OBJECTIVE: The primary objective was to investigate any differences between SQ or IV administration of G-CSF in their ability to affect the time to neutrophil engraftment after HSCT.

METHODS: We conducted a single-center, retrospective chart review of patients admitted to our institution between July 1, 2015, and December 15, 2016, who underwent HSCT and received G-CSF. Patients were included if they were older than 18 years, underwent an allogeneic or an autologous HSCT, and received G-CSF posttransplant for a minimum of 7 doses. Neutrophil engraftment was measured from the day of transplant (day 0) to the first day of absolute neutrophil count ≥500 cells/mcL for 3 consecutive days. The secondary outcome measures were to compare time to neutrophil engraftment between autologous and allogeneic HSCT, incidence of febrile neutropenia, occurrence of documented infection, in-hospital all-cause mortality, and length of stay.

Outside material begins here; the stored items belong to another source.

PR #8967, opened 2020-05-14
Fix default color favorites

Dima-1:


OsmAnd/src/net/osmand/plus/AppInitializer.java
```diff
@@ -228,8 +228,20 @@ public void onFinish(AppInitializer init) {
 				app.getSettings().migratePreferences();
 				startPrefs.edit().putInt(VERSION_INSTALLED_NUMBER, VERSION_3_6).commit();
 			}
-			if (prevAppVersion < VERSION_3_7) {
+			if (prevAppVersion < VERSION_3_7 || Version.getAppVersion(app).equals("3.7.1")) {
```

RESULTS: A total of 98 patients met the study inclusion criteria, including 55 patients in the SQ group and 43 patients in the IV group. The mean time to neutrophil engraftment was 13.5 (± 5.0) days in the SQ administration group and 14 (± 3.1) days in the IV administration group (P = .57). No significant difference was seen in time to neutrophil engraftment between the SQ and IV routes of administration of G-CSF in patients who underwent HSCT. In addition, no differences in the secondary outcomes were found, including the time to neutrophil engraftment between autologous and allogeneic HSCT, the incidence of febrile neutropenia, incidence of documented infection, in-hospital all-cause mortality, and length of hospital stay.

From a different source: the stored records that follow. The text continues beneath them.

PR #8978, opened 2020-05-15
Route merge

MadWasp79:


OsmAnd-java/src/main/java/net/osmand/binary/BinaryMapTransportReaderAdapter.java
```diff
@@ -43,6 +44,8 @@ private int readInt() throws IOException {
 
 		int stopsFileOffset = 0;
 		int stopsFileLength = 0;
+		int incompleteRoutesOffset = 0;
```
vshcherb, line 47: This is not part of cachedosmandindexes so it won't work correctly with cache

OsmAnd-java/src/main/java/net/osmand/router/TransportRoutePlanner.java
```diff
@@ -378,7 +382,7 @@ public QuadRect getSegmentRect() {
 
 		public List<Way> getGeometry() {
 			List<Way> list = new ArrayList<>();
-			route.mergeForwardWays();
+			route.mergeForwardWays(); //TODO merge ways of all Route parts
```
vshcherb, line 385: ???

OsmAnd-java/src/main/java/net/osmand/router/TransportRoutePlanner.java
```diff
@@ -903,7 +923,229 @@ public TransportRoutingContext(TransportRoutingConfiguration cfg, NativeLibrary
...
+					segs.add(newSeg);
+				}
+			}
+			return segs;
+		}
+		
+		private List<TransportRoute> findIncompleteRouteParts(TransportRoute baseRoute) throws IOException {
+			List<TransportRoute> allRoutes = null;
+			// TODO completely irrelevant always reiteration over all maps (especially not in bbox of the route probabl)
+			for (BinaryMapIndexReader bmir : routeMap.keySet()) {
```
vshcherb, line 1130: TODO

OsmAnd-java/src/main/java/net/osmand/router/TransportRoutePlanner.java
```diff
@@ -903,7 +923,229 @@ public TransportRoutingContext(TransportRoutingConfiguration cfg, NativeLibrary
...
+			}
+			return merged;
+		}
+
+		
+		
+		private LinkedList<List<TransportStop>> parseRoutePartsToSegments(List<TransportRoute> routeParts) {
+			LinkedList<List<TransportStop>> segs = new LinkedList<List<TransportStop>>();
+			// here we assume that missing stops come in pairs <A, B, C, MISSING, MISSING, D, E...>
+			// TODO check generation that are doubles
```
vshcherb, line 1108: TODO

OsmAnd-java/src/main/java/net/osmand/router/TransportRoutePlanner.java
```diff
@@ -785,18 +794,23 @@ public TransportRoutingContext(TransportRoutingConfiguration cfg, NativeLibrary
...
+					
 				for (TransportStop stop : stops) {
+					// skip missing stops
+					if (stop.isMissingStop()) {
+						continue;
+					}
 					long stopId = stop.getId();
 					TransportStop multifileStop = loadedTransportStops.get(stopId);
 					int[] rrs = stop.getReferencesToRoutes();
+					// TODO what is this?
```
vshcherb, line 813: TODO why do we skip missing stop?

vshcherb: TODO why duplicate same code?

MadWasp79: I thought that we need to skip missing stops so that they were not used during route calculation as valid start/finish/change stops. But I could be wrong with the exact place of such skip. Will look into this.

PR #8982, opened 2020-05-15
Fix #8901

### LINKED ISSUE #8901: [Feature request] Intent to open polyline
Lots of [cycle.travel](https://cycle.travel/map) users like to view their planned routes in OsmAnd, but [sometimes find it complex](https://forum.cyclinguk.org/viewtopic.php?f=1&t=137308&sid=e61e1d864bf305304eeca3b0dffe2812). I'd like to make this easier.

CONCLUSION: Our findings show that the clinical outcomes are comparable in patients receiving the SQ or the IV administration of G-CSF post-HSCT, which suggests that either route of administration can be used in this patient population.

Key words: graft-versus-host disease, granulocyte colony-stimulating factor, hematopoietic stem-cell transplant, intravenous G-CSF, neutrophil engraftment, subcutaneous G-CSF

J Hematol Oncol Pharm.
2020;10(1):13-17
Disclosures at end of text

Granulocyte colony-stimulating factor (G-CSF) is often used after a hematopoietic stem-cell transplant (HSCT) to expedite neutrophil recovery after high-dose chemotherapy. Prolonged neutropenia after HSCT increases the risk for infectious complications and can contribute significantly to morbidity and mortality.1-3 Several studies have shown that G-CSF use can increase neutrophil recovery by 1 to 6 days compared with placebo in autologous and in allogeneic HSCT.4-8 In addition, studies have shown that G-CSF use can lead to cost-savings, by decreasing posttransplant length of hospital stay, although no significant differences in time to platelet engraftment and days of febrile neutropenia were found.4,5,9,10

Unlike autologous transplants, in which consensus has been reached regarding G-CSF use, several concerns exist regarding the use of G-CSF in allogeneic HSCT. The American Society of Clinical Oncology (ASCO) 2015 guideline update on the use of white blood cells growth factors includes strong recommendations for the use of G-CSF to accelerate neutrophil recovery after an autologous HSCT; this recent version was updated to include weak recommendations for use after an allogeneic HSCT.11 G-CSF use after allogeneic transplantation has been linked to an increase in acute graft-versus-host disease (GVHD) and treatment-related mortality.12-15 The update was based on a meta-analysis that concluded that G-CSF use after allogeneic transplants reduced the risk for documented infections and did not have a statistically significant effect on acute GVHD or on treatment-related mortality.16

G-CSF can be administered safely in patients as an intravenous (IV) infusion or subcutaneous (SQ) injection. Although the preferred route of administration is SQ, the IV route of administration is often used at our institution in patients undergoing HSCT because of its ease of administration, patient convenience, and reduced bruising at the injection site in patients with thrombocytopenia.11

Pharmacokinetic analyses in healthy adults showed G-CSF absorption to be a composite of zero-order and first-order processes, and its clearance governed by the binding of filgrastim to G-CSF receptors.17,18 In both IV and SQ delivery methods, G-CSF rapidly binds to its receptor and is internalized, which activates signal transduction and transcription factors, ultimately leading to a rapid increase in the number of serum neutrophils from the marrow storage pool.17,18

The primary difference between SQ and IV administration is based on how quickly this process occurs; with IV administration, maximum G-CSF concentrations are achieved almost immediately after infusion. SQ G-CSF has to be absorbed systemically from the tissue and peak concentrations are not seen for several hours.18 A previous study has shown earlier peaks of neutrophil counts with IV administration but larger increases in neutrophil counts with SQ administration.17

At our institution (Methodist University Hospital in Memphis), G-CSF (ie, filgrastim) is used in patients undergoing either autologous or allogeneic HSCT to enhance neutrophil recovery. The route of administration was recently changed from IV to SQ to facilitate the opportunity to evaluate outcomes based on the different routes of administration.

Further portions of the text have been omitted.